Assignment: Output every record below exactly.

[Material provided]

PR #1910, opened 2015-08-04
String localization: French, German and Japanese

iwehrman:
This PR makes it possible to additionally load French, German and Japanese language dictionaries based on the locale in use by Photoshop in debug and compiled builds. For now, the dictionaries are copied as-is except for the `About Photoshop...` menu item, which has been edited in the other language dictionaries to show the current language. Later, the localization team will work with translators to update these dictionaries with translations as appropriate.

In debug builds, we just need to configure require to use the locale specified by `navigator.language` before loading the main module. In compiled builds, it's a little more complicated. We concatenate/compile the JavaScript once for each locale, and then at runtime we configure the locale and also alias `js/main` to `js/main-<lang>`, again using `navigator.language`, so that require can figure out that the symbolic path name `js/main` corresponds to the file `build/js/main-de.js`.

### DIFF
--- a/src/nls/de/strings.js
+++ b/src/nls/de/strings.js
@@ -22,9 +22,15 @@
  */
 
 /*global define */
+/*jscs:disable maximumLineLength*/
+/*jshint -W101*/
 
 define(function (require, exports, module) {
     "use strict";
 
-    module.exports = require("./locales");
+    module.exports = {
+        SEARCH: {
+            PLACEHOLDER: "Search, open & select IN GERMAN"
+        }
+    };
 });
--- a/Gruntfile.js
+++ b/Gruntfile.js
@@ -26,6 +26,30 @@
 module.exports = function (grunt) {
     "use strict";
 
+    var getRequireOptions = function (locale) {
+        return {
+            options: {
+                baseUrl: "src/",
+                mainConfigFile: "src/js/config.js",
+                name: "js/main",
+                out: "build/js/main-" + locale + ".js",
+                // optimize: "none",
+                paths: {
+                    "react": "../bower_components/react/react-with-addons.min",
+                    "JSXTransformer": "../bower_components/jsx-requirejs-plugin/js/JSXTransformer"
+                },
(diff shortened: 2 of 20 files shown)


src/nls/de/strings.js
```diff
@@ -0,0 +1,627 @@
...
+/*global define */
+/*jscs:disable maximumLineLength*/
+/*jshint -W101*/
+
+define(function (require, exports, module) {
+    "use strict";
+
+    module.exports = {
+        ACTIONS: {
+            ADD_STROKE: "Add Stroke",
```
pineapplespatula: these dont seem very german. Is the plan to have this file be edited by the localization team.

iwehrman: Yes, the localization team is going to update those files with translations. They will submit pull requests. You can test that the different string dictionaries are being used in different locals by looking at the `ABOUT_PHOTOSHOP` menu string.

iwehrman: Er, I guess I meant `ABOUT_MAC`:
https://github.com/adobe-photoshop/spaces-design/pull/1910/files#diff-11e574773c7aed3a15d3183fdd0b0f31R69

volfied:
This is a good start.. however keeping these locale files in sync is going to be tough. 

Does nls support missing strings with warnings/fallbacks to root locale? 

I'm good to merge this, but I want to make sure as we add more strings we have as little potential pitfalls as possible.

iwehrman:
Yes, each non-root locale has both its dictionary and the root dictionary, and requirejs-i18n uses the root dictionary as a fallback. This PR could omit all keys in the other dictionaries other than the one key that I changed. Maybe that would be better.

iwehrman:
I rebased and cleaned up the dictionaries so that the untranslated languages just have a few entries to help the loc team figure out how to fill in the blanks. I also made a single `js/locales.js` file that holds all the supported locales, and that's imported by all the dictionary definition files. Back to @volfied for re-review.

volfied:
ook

[/Material provided]

Solution below:
PR #1910, opened 2015-08-04
String localization: French, German and Japanese

iwehrman:
This PR makes it possible to additionally load French, German and Japanese language dictionaries based on the locale in use by Photoshop in debug and compiled builds. For now, the dictionaries are copied as-is except for the `About Photoshop...` menu item, which has been edited in the other language dictionaries to show the current language. Later, the localization team will work with translators to update these dictionaries with translations as appropriate.

In debug builds, we just need to configure require to use the locale specified by `navigator.language` before loading the main module. In compiled builds, it's a little more complicated. We concatenate/compile the JavaScript once for each locale, and then at runtime we configure the locale and also alias `js/main` to `js/main-<lang>`, again using `navigator.language`, so that require can figure out that the symbolic path name `js/main` corresponds to the file `build/js/main-de.js`.

### DIFF
--- a/src/nls/de/strings.js
+++ b/src/nls/de/strings.js
@@ -22,9 +22,15 @@
  */
 
 /*global define */
+/*jscs:disable maximumLineLength*/
+/*jshint -W101*/
 
 define(function (require, exports, module) {
     "use strict";
 
-    module.exports = require("./locales");
+    module.exports = {
+        SEARCH: {
+            PLACEHOLDER: "Search, open & select IN GERMAN"
+        }
+    };
 });
--- a/Gruntfile.js
+++ b/Gruntfile.js
@@ -26,6 +26,30 @@
 module.exports = function (grunt) {
     "use strict";
 
+    var getRequireOptions = function (locale) {
+        return {
+            options: {
+                baseUrl: "src/",
+                mainConfigFile: "src/js/config.js",
+                name: "js/main",
+                out: "build/js/main-" + locale + ".js",
+                // optimize: "none",
+                paths: {
+                    "react": "../bower_components/react/react-with-addons.min",
+                    "JSXTransformer": "../bower_components/jsx-requirejs-plugin/js/JSXTransformer"
+                },
(diff shortened: 2 of 20 files shown)


src/nls/de/strings.js
```diff
@@ -0,0 +1,627 @@
...
+/*global define */
+/*jscs:disable maximumLineLength*/
+/*jshint -W101*/
+
+define(function (require, exports, module) {
+    "use strict";
+
+    module.exports = {
+        ACTIONS: {
+            ADD_STROKE: "Add Stroke",
```
pineapplespatula: these dont seem very german. Is the plan to have this file be edited by the localization team.

iwehrman: Yes, the localization team is going to update those files with translations. They will submit pull requests. You can test that the different string dictionaries are being used in different locals by looking at the `ABOUT_PHOTOSHOP` menu string.

iwehrman: Er, I guess I meant `ABOUT_MAC`:
https://github.com/adobe-photoshop/spaces-design/pull/1910/files#diff-11e574773c7aed3a15d3183fdd0b0f31R69

volfied:
This is a good start.. however keeping these locale files in sync is going to be tough. 

Does nls support missing strings with warnings/fallbacks to root locale? 

I'm good to merge this, but I want to make sure as we add more strings we have as little potential pitfalls as possible.

iwehrman:
Yes, each non-root locale has both its dictionary and the root dictionary, and requirejs-i18n uses the root dictionary as a fallback. This PR could omit all keys in the other dictionaries other than the one key that I changed. Maybe that would be better.

iwehrman:
I rebased and cleaned up the dictionaries so that the untranslated languages just have a few entries to help the loc team figure out how to fill in the blanks. I also made a single `js/locales.js` file that holds all the supported locales, and that's imported by all the dictionary definition files. Back to @volfied for re-review.

volfied:
ook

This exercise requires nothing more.